Brief:
What is needed is an exact copy of all the lines below.
☆ ☆ ☆ ☆ ☆
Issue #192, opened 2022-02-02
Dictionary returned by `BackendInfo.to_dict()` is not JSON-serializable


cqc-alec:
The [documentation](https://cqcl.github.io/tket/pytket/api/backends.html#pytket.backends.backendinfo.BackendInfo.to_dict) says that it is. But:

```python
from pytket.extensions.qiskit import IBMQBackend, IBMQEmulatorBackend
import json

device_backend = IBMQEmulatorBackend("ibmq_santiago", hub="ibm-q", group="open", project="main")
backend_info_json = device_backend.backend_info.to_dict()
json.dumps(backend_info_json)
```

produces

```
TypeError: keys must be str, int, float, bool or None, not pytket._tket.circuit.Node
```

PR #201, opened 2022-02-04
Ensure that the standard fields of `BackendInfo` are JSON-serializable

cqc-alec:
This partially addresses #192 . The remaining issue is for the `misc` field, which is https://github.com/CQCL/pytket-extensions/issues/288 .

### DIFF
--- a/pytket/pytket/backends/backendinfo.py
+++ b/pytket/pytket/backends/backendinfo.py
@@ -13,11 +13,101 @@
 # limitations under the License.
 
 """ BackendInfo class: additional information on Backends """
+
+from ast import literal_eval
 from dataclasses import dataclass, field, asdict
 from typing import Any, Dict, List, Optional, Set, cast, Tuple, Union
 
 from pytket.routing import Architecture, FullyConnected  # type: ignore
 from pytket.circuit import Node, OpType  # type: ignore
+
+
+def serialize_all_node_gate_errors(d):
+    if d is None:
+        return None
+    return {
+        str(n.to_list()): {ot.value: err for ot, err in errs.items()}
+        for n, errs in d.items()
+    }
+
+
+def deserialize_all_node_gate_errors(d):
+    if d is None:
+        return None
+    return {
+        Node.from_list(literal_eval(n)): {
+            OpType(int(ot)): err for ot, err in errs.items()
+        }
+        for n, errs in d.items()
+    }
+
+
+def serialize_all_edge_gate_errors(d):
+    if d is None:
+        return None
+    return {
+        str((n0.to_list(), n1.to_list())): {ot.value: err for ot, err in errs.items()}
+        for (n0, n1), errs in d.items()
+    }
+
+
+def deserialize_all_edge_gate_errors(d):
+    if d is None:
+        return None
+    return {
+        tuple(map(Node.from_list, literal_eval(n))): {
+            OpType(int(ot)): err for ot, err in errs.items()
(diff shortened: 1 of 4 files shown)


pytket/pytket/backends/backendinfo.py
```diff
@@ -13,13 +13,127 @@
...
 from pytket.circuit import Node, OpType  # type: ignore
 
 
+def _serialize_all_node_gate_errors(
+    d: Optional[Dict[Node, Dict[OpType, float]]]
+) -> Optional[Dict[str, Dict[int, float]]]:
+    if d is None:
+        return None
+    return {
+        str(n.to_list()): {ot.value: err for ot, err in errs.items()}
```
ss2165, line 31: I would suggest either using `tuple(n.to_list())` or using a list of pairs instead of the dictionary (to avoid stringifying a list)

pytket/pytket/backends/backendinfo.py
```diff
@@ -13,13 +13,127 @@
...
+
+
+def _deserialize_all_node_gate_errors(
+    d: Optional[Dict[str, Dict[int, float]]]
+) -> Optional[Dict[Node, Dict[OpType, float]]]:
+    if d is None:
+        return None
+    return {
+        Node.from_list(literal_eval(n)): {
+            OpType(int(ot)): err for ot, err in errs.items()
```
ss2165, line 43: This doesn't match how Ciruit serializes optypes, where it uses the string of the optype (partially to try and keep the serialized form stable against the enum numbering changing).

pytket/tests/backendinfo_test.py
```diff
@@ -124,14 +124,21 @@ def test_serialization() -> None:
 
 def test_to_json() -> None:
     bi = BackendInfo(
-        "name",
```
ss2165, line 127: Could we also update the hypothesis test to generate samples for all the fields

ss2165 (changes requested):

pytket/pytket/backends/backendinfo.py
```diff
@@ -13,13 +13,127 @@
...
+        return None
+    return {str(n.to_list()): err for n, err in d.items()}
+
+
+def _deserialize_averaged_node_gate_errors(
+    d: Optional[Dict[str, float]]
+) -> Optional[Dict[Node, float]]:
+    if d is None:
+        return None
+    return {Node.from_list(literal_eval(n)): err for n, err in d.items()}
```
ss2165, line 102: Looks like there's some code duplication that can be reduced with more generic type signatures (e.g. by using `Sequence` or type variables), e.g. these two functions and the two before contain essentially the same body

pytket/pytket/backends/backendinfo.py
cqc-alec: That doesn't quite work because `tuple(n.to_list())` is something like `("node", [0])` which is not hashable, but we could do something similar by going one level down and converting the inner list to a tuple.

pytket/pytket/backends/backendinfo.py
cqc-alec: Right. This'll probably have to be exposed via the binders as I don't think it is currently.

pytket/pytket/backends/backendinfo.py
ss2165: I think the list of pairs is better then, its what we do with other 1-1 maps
☆ ☆ ☆ ☆ ☆
Result for this exercise:
Issue #192, opened 2022-02-02
Dictionary returned by `BackendInfo.to_dict()` is not JSON-serializable


cqc-alec:
The [documentation](https://cqcl.github.io/tket/pytket/api/backends.html#pytket.backends.backendinfo.BackendInfo.to_dict) says that it is. But:

```python
from pytket.extensions.qiskit import IBMQBackend, IBMQEmulatorBackend
import json

device_backend = IBMQEmulatorBackend("ibmq_santiago", hub="ibm-q", group="open", project="main")
backend_info_json = device_backend.backend_info.to_dict()
json.dumps(backend_info_json)
```

produces

```
TypeError: keys must be str, int, float, bool or None, not pytket._tket.circuit.Node
```

PR #201, opened 2022-02-04
Ensure that the standard fields of `BackendInfo` are JSON-serializable

cqc-alec:
This partially addresses #192 . The remaining issue is for the `misc` field, which is https://github.com/CQCL/pytket-extensions/issues/288 .

### DIFF
--- a/pytket/pytket/backends/backendinfo.py
+++ b/pytket/pytket/backends/backendinfo.py
@@ -13,11 +13,101 @@
 # limitations under the License.
 
 """ BackendInfo class: additional information on Backends """
+
+from ast import literal_eval
 from dataclasses import dataclass, field, asdict
 from typing import Any, Dict, List, Optional, Set, cast, Tuple, Union
 
 from pytket.routing import Architecture, FullyConnected  # type: ignore
 from pytket.circuit import Node, OpType  # type: ignore
+
+
+def serialize_all_node_gate_errors(d):
+    if d is None:
+        return None
+    return {
+        str(n.to_list()): {ot.value: err for ot, err in errs.items()}
+        for n, errs in d.items()
+    }
+
+
+def deserialize_all_node_gate_errors(d):
+    if d is None:
+        return None
+    return {
+        Node.from_list(literal_eval(n)): {
+            OpType(int(ot)): err for ot, err in errs.items()
+        }
+        for n, errs in d.items()
+    }
+
+
+def serialize_all_edge_gate_errors(d):
+    if d is None:
+        return None
+    return {
+        str((n0.to_list(), n1.to_list())): {ot.value: err for ot, err in errs.items()}
+        for (n0, n1), errs in d.items()
+    }
+
+
+def deserialize_all_edge_gate_errors(d):
+    if d is None:
+        return None
+    return {
+        tuple(map(Node.from_list, literal_eval(n))): {
+            OpType(int(ot)): err for ot, err in errs.items()
(diff shortened: 1 of 4 files shown)


pytket/pytket/backends/backendinfo.py
```diff
@@ -13,13 +13,127 @@
...
 from pytket.circuit import Node, OpType  # type: ignore
 
 
+def _serialize_all_node_gate_errors(
+    d: Optional[Dict[Node, Dict[OpType, float]]]
+) -> Optional[Dict[str, Dict[int, float]]]:
+    if d is None:
+        return None
+    return {
+        str(n.to_list()): {ot.value: err for ot, err in errs.items()}
```
ss2165, line 31: I would suggest either using `tuple(n.to_list())` or using a list of pairs instead of the dictionary (to avoid stringifying a list)

pytket/pytket/backends/backendinfo.py
```diff
@@ -13,13 +13,127 @@
...
+
+
+def _deserialize_all_node_gate_errors(
+    d: Optional[Dict[str, Dict[int, float]]]
+) -> Optional[Dict[Node, Dict[OpType, float]]]:
+    if d is None:
+        return None
+    return {
+        Node.from_list(literal_eval(n)): {
+            OpType(int(ot)): err for ot, err in errs.items()
```
ss2165, line 43: This doesn't match how Ciruit serializes optypes, where it uses the string of the optype (partially to try and keep the serialized form stable against the enum numbering changing).

pytket/tests/backendinfo_test.py
```diff
@@ -124,14 +124,21 @@ def test_serialization() -> None:
 
 def test_to_json() -> None:
     bi = BackendInfo(
-        "name",
```
ss2165, line 127: Could we also update the hypothesis test to generate samples for all the fields

ss2165 (changes requested):

pytket/pytket/backends/backendinfo.py
```diff
@@ -13,13 +13,127 @@
...
+        return None
+    return {str(n.to_list()): err for n, err in d.items()}
+
+
+def _deserialize_averaged_node_gate_errors(
+    d: Optional[Dict[str, float]]
+) -> Optional[Dict[Node, float]]:
+    if d is None:
+        return None
+    return {Node.from_list(literal_eval(n)): err for n, err in d.items()}
```
ss2165, line 102: Looks like there's some code duplication that can be reduced with more generic type signatures (e.g. by using `Sequence` or type variables), e.g. these two functions and the two before contain essentially the same body

pytket/pytket/backends/backendinfo.py
cqc-alec: That doesn't quite work because `tuple(n.to_list())` is something like `("node", [0])` which is not hashable, but we could do something similar by going one level down and converting the inner list to a tuple.

pytket/pytket/backends/backendinfo.py
cqc-alec: Right. This'll probably have to be exposed via the binders as I don't think it is currently.

pytket/pytket/backends/backendinfo.py
ss2165: I think the list of pairs is better then, its what we do with other 1-1 maps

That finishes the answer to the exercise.